● To do
Transcribe, exactly as they appear, only the lines from the one holding "feat: handle keys with no deposits" through the end of the entries below.

● The data
⟨

PR #1266, opened 2024-08-09
feat: handle keys with no deposits

avilagaston9:
WIP


avilagaston9:
Closed since it'll be much easier to handle once #1274  is merged, if not totally solved.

⟩

● Reply
feat: handle keys with no deposits

avilagaston9:
WIP


avilagaston9:
Closed since it'll be much easier to handle once #1274  is merged, if not totally solved.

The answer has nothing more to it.